■ **Exercise aim**: Check each line of the entries for "makes" and report the ones that have it.

■ **Material for this exercise**:

|---|

PR #81, opened 2017-12-13
Remove use of ras-common-utils and improve use of config

jcox-dev:
Removes dependency on ras-common-utils and use of yaml config (12FA).


jcox-dev:
[Remove use of common-utils](https://trello.com/c/10pkGUX9/3-remove-use-of-common-utils)

config.py
```diff
@@ -0,0 +1,146 @@
...
+
+    # dependencies
+
+    RAS_PARTY_DATABASE_SCHEMA = os.getenv('RAS_PARTY_DATABASE_SCHEMA', 'partysvc')
+    RAS_PARTY_DATABASE_URI = os.getenv('RAS_PARTY_DATABASE_URI', 'postgres://postgres:postgres@localhost:5432/postgres')
+
+    RAS_PUBLIC_WEBSITE_PROTOCOL = os.getenv('RAS_OAUTH_SERVICE_PROTOCOL', 'http')
+    RAS_PUBLIC_WEBSITE_HOST = os.getenv('RAS_OAUTH_SERVICE_HOST', 'dummy.ons.gov.uk')
+    RAS_PUBLIC_WEBSITE_PORT = os.getenv('RAS_OAUTH_SERVICE_PORT', 80)
+    RAS_PUBLIC_WEBSITE_URL = f'{RAS_PUBLIC_WEBSITE_PROTOCOL}://{RAS_PUBLIC_WEBSITE_HOST}:{RAS_PUBLIC_WEBSITE_PORT}'
```
benjefferies: I think we should look at collapsing these down going forward into just the URL env vars

jcox-dev: I agree. Would make more sense to parse a single URL if the component parts are required.

config.py
```diff
@@ -0,0 +1,122 @@
...
+    SECURITY_USER_NAME = os.getenv('SECURITY_USER_NAME', 'dummy_user')
+    SECURITY_USER_PASSWORD = os.getenv('SECURITY_USER_PASSWORD', 'dummy_password')
+    SECURITY_REALM = os.getenv('SECURITY_REALM', 'sdc')
+
+    # dependencies
+
+    RAS_PARTY_DATABASE_SCHEMA = os.getenv('RAS_PARTY_DATABASE_SCHEMA', 'partysvc')
+    RAS_PARTY_DATABASE_URI = os.getenv('RAS_PARTY_DATABASE_URI', 'postgres://postgres:postgres@localhost:5432/postgres')
+
+    RAS_PUBLIC_WEBSITE_PROTOCOL = os.getenv('RAS_OAUTH_SERVICE_PROTOCOL', 'http')
```
andrewmil: `RAS_PUBLIC_WEBSITE_PROTOCOL` should be set to it's equivalent environment variable, Not `RAS_OAUTH_SERVICE`.
Same with the two lines below

ras_party/clients/oauth_client.py
```diff
@@ -3,14 +3,13 @@
 
 class OauthClient:
     def __init__(self, config):
-        self.service_config = config.dependency['oauth2-service']
-        self.client_id = self.service_config['client_id']
-        self.client_secret = self.service_config['client_secret']
+        self.service = config['RAS_OAUTH_SERVICE']
```
andrewmil: This is leftover from what we've previously been doing but I don't think it's good to be passing the config object around. Config should be set from`(current_)app.config[...]`

ras_party/support/session_decorator.py
```diff
@@ -1,10 +1,13 @@
...
 from flask import current_app
-from ras_common_utils.ras_error.ras_error import RasError, RasDatabaseError
-from structlog import get_logger
+import structlog
 
-log = get_logger()
+from ras_party.exceptions import RasError, RasDatabaseError
+
+
+logger = structlog.wrap_logger(logging.getLogger(__name__))
```
andrewmil, line 10: In some files we're calling this logger and in others we're calling it log, should we be more consistent?

jcox-dev:
[Make party service 12FA compliant](https://trello.com/c/Wd0IK72m/18-make-party-service-12fa-compliant)

Pipfile
```diff
@@ -22,11 +22,9 @@ sqlalchemy = "==1.1.10"
 "psycopg2" = "==2.7.1"
 pycrypto = "==2.6.1"
 python-dateutil = "==2.6.0"
-pyyaml = "==3.12"
 requests = "==2.17.3"
 structlog = "==17.2.0"
 flask-httpauth = "==3.2.3"
-ras-common-utils = {git = "https://github.com/ONSdigital/ras-common-utils.git", ref = "0.0.7"}
 retrying = "*"
```
andrewmil: Should we specify the version of this as well?

andrewmil (changes requested):
Looks good, removing common-utils makes the way we initialise the app a lot clearer.

This change would allow us to change the structure of the app to something more standard for flask. e.g. the app object should be created inside the ras_party folder rather than at the top level

config.py
jcox-dev: Knew that copy-pasta would bite me eventually...

ras_party/support/session_decorator.py
jcox-dev: Always. I thought I'd caught all the different ones.

andrewmil (approved):

run.py
```diff
@@ -1,21 +1,26 @@
...
 
-def create_app(config):
+logger = structlog.wrap_logger(logging.getLogger(__name__))
+
+
+def create_app(config=None):
     # create and configure the Flask app
     app = Flask(__name__)
-    app.config.from_ras_config(config)
+    app_config = f"config.{config or os.environ.get('APP_SETTINGS', 'Config')}"
```
emilioward, line 22: is that "f" supposed to be there?

jcox-dev: Yep. It's an [f-string](https://www.python.org/dev/peps/pep-0498/) for formatting the config string in place.

app.py
```diff
@@ -1,26 +1,24 @@
...
 """
 This is a duplicate of run.py, with minor modifications to support gunicorn execution.
 """
 
-logger = structlog.get_logger()
+logger = structlog.wrap_logger(logging.getLogger(__name__))
 
-
-config_path = 'config/config.yaml'
-config = ras_config.from_yaml_file(config_path)
```
tej99, line 18: The 'from_yaml_file' also has logic which checks if there is a VCAP Env var which overrides the config file. this would break in the cloudfoundry environment because the database will not be configured properly.

This is the code from [ras_common_utils](https://github.com/ONSdigital/ras-common-utils/blob/master/ras_common_utils/ras_config/ras_config.py):
 ```python
def from_yaml_file(path):
    with open(path) as f:
        data = yaml.load(f.read())
    return make(data)

def make(config_data):
    vcap_application = getenv('VCAP_APPLICATION')
    if vcap_application:
        log.info("CloudFoundry detected. Creating CloudFoundry configuration object.")
        return RasCloudFoundryConfig(config_data)
    else:
        log.info("CloudFoundry not detected. Creating standard configuration object.")
        return RasConfig(config_data)
```

File: migrations/env.py [hunk 8]
```diff
@@ -1,25 +1,22 @@
...
 
 # override sqlalchemy.url
-config_path = 'config/config.yaml'
-with open(config_path, 'r') as f:
-    config_data = yaml.load(f)
-config.set_main_option("sqlalchemy.url", config_data['dependencies']['ras-party-db']['uri'])
+from config import Config # NOQA
+db_uri = Config.RAS_PARTY_DATABASE_URI
+if db_uri:
+    config.set_main_option("sqlalchemy.url", db_uri)
```
tej99: This was a bug introduced by me. Again the same situation as before, the database uri is taken from the config file (which is correct for dev environments) but it needs to get overridden by the VCAP env if it's there.

tej99 (changes requested):
Looks gd, but looks like it's missing the logic to configure if it's in the cloudfoundry env.

app.py
andrewmil: Looks like there's a lot of overcomplicated stuff going on to load from VCAP in common_utils.

This should be simple with the cfenv package. We're using it to [get redis config in frontstage](https://github.com/ONSdigital/ras-frontstage/blob/master/frontstage/cloud/cloudfoundry.py)

config.py
```diff
@@ -13,8 +18,15 @@ class Config(object):
     LOGGING_LEVEL = os.getenv('LOGGING_LEVEL', 'INFO')
     SECRET_KEY = os.getenv('SECRET_KEY', 'aardvark')
     EMAIL_TOKEN_SALT = os.getenv('EMAIL_TOKEN_SALT', 'aardvark')
-    DATABASE_SCHEMA = os.getenv('DATABASE_SCHEMA', 'ras-party')
-    DATABASE_URI = os.getenv('DATABASE_URI', "sqlite:///:memory:")
+    PARTY_SCHEMA = os.getenv('PARTY_SCHEMA', 'ras_party/schemas/party_schema.json')
+
+    if cf.detected:
```
andrewmil: 👍  Doing this inside the config object makes a lot of sense

tej99 (approved):
Awesome 👍

config.py
```diff
@@ -0,0 +1,134 @@
...
+    LOGGING_LEVEL = os.getenv('LOGGING_LEVEL', 'INFO')
+    SECRET_KEY = os.getenv('SECRET_KEY', 'aardvark')
+    EMAIL_TOKEN_SALT = os.getenv('EMAIL_TOKEN_SALT', 'aardvark')
+    PARTY_SCHEMA = os.getenv('PARTY_SCHEMA', 'ras_party/schemas/party_schema.json')
+
+    if cf.detected:
+        DATABASE_SCHEMA = 'partysvc'
+        DATABASE_URI = cf.db.credentials['uri']
+    else:
+        DATABASE_SCHEMA = os.getenv('DATABASE_SCHEMA', 'partysvc')
```
benjefferies, line 27: Does the schema need to be configurable?

config.py
```diff
@@ -0,0 +1,134 @@
...
+
+    REQUESTS_GET_TIMEOUT = os.getenv('REQUESTS_GET_TIMEOUT', 20)
+    REQUESTS_POST_TIMEOUT = os.getenv('REQUESTS_POST_TIMEOUT', 20)
+    SECURITY_USER_NAME = os.getenv('SECURITY_USER_NAME', 'dummy_user')
+    SECURITY_USER_PASSWORD = os.getenv('SECURITY_USER_PASSWORD', 'dummy_password')
+    SECURITY_REALM = os.getenv('SECURITY_REALM', 'sdc')
+
+    # dependencies
+
+    RAS_PARTY_DATABASE_SCHEMA = os.getenv('RAS_PARTY_DATABASE_SCHEMA', 'partysvc')
```
benjefferies: Duplicate env with a different name - https://github.com/ONSdigital/ras-party/pull/81/files#diff-fdf313ed2303059c44a9ebfffbef8eebR27?

config.py
```diff
@@ -0,0 +1,134 @@
...
+    RAS_PARTY_DATABASE_URI = os.getenv('RAS_PARTY_DATABASE_URI', 'postgres://postgres:postgres@localhost:5432/postgres')
```
benjefferies: Duplicate env with a different name - https://github.com/ONSdigital/ras-party/pull/81/files#diff-fdf313ed2303059c44a9ebfffbef8eebR28?

run.py
```diff
@@ -35,29 +40,51 @@ def create_app(config):
...
 
 
+def create_database(db_connection, db_schema):
+    from ras_party.models import models
+
+    def current_request():
+        return _app_ctx_stack.__ident_func__()
+
+    engine = create_engine(db_connection, convert_unicode=True)
+    session = scoped_session(sessionmaker(), scopefunc=current_request)
```
benjefferies, line 50: If we're using scoped_session do we need the `with_db_session` stuff?

tox.ini
```diff
@@ -3,11 +3,9 @@ envlist = py36
 
 [testenv]
 passenv=HOME
-deps = pipenv
 commands=
-    pipenv install --dev
-    pipenv run flake8 .
-    pipenv run py.test --cov=ras_party --cov-report html --cov-report term-missing []
+    flake8 .
```
benjefferies, line 7: Good shout to get rid of the `pipenv install` stuff from tox

benjefferies (changes requested):
Looks

config.py
jcox-dev: I'm not sure myself - probably not with our current deployment.

run.py
jcox-dev: Can. Of. Worms. But yeah, probably beyond this PR though.

benjefferies (approved):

|---|

■ **Response to this task**:
Looks good, removing common-utils makes the way we initialise the app a lot clearer.
andrewmil: 👍  Doing this inside the config object makes a lot of sense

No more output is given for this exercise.